Repeat the data in full. No line may differ from the original.

*** Opening of DATA TO PROCESS ***

PR #5722, opened 2016-06-10
Use provider-specific truth literal in conditional

roji:
DefaultQuerySqlGenerator contains the following code for rendering conditionals:

```c#
if (expression.Test.IsSimpleExpression())
{
    _relationalCommandBuilder.Append(" = 1");
}
```

This doesn't work for PostgreSQL. We already have TrueLiteral and TypedTrueLiteral which are used elsewhere, this PR replaces the `1` with TrueLiteral.

However, it's not clear to me why a condition is necessary at all. In other words, instead of rendering `WHEN x = 1 THEN y ELSE z END`, why not simply render `WHEN x THEN y ELSE z END`? At least for PostgreSQL all the GearsOfWar tests (where a lot of conditionals happen) pass in this way.

As a workaround, I've overridden `VisitConditional` in Npgsql's QuerySqlGenerator.

### DIFF
--- a/src/Microsoft.EntityFrameworkCore.Relational/Query/Sql/DefaultQuerySqlGenerator.cs
+++ b/src/Microsoft.EntityFrameworkCore.Relational/Query/Sql/DefaultQuerySqlGenerator.cs
@@ -821,7 +821,8 @@ namespace Microsoft.EntityFrameworkCore.Query.Sql
 
                 if (expression.Test.IsSimpleExpression())
                 {
-                    _relationalCommandBuilder.Append(" = 1");
+                    _relationalCommandBuilder.Append(" = ");
+                    _relationalCommandBuilder.Append(TrueLiteral);
                 }
 
                 _relationalCommandBuilder.AppendLine();


divega:
> However, it's not clear to me why a condition is necessary at all. In other words, instead of rendering WHEN x = 1 THEN y ELSE z END, why not simply render WHEN x THEN y ELSE z END? 

Cool! That means in PostgreSQL Boolean values and search conditions are interchangeable. In other databases (in particular SQL Server family) we have to compensate when going both directions. It would be great if you could just override this for PostgreSQL.

roji:
@divega I don't really mind having `WHEN x = 1 THEN ...` if this is important for other providers. However, the current DefaultQuerySqlGenerator hardcodes the 1 rather than TrueLiteral, which might also be a problem for other providers...

smitpatel:
This whole statement block is no longer needed 😄 
With recent changes to convert bool to search conditions, we already convert simple expression into search condition so there is no longer any need to compensate anywhere in the code like this.

smitpatel:
@divega - Should I do PR to remove this compensations happening in other places? Also need to include converting parameters to search condition. Both complemented each other and did not raise error.
Further given that PostgreSQL doesn't require conversion and we have code for converting in Relational level, what should be the strategy for provider writers to opt out of it?

smitpatel:
The whole check is removed from `DefaultQuerySqlGenerator` in #5729

roji:
Great, thanks!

*** Close of DATA TO PROCESS ***

EXERCISE OUTPUT >>
PR #5722, opened 2016-06-10
Use provider-specific truth literal in conditional

roji:
DefaultQuerySqlGenerator contains the following code for rendering conditionals:

```c#
if (expression.Test.IsSimpleExpression())
{
    _relationalCommandBuilder.Append(" = 1");
}
```

This doesn't work for PostgreSQL. We already have TrueLiteral and TypedTrueLiteral which are used elsewhere, this PR replaces the `1` with TrueLiteral.

However, it's not clear to me why a condition is necessary at all. In other words, instead of rendering `WHEN x = 1 THEN y ELSE z END`, why not simply render `WHEN x THEN y ELSE z END`? At least for PostgreSQL all the GearsOfWar tests (where a lot of conditionals happen) pass in this way.

As a workaround, I've overridden `VisitConditional` in Npgsql's QuerySqlGenerator.

### DIFF
--- a/src/Microsoft.EntityFrameworkCore.Relational/Query/Sql/DefaultQuerySqlGenerator.cs
+++ b/src/Microsoft.EntityFrameworkCore.Relational/Query/Sql/DefaultQuerySqlGenerator.cs
@@ -821,7 +821,8 @@ namespace Microsoft.EntityFrameworkCore.Query.Sql
 
                 if (expression.Test.IsSimpleExpression())
                 {
-                    _relationalCommandBuilder.Append(" = 1");
+                    _relationalCommandBuilder.Append(" = ");
+                    _relationalCommandBuilder.Append(TrueLiteral);
                 }
 
                 _relationalCommandBuilder.AppendLine();


divega:
> However, it's not clear to me why a condition is necessary at all. In other words, instead of rendering WHEN x = 1 THEN y ELSE z END, why not simply render WHEN x THEN y ELSE z END? 

Cool! That means in PostgreSQL Boolean values and search conditions are interchangeable. In other databases (in particular SQL Server family) we have to compensate when going both directions. It would be great if you could just override this for PostgreSQL.

roji:
@divega I don't really mind having `WHEN x = 1 THEN ...` if this is important for other providers. However, the current DefaultQuerySqlGenerator hardcodes the 1 rather than TrueLiteral, which might also be a problem for other providers...

smitpatel:
This whole statement block is no longer needed 😄 
With recent changes to convert bool to search conditions, we already convert simple expression into search condition so there is no longer any need to compensate anywhere in the code like this.

smitpatel:
@divega - Should I do PR to remove this compensations happening in other places? Also need to include converting parameters to search condition. Both complemented each other and did not raise error.
Further given that PostgreSQL doesn't require conversion and we have code for converting in Relational level, what should be the strategy for provider writers to opt out of it?

smitpatel:
The whole check is removed from `DefaultQuerySqlGenerator` in #5729

roji:
Great, thanks!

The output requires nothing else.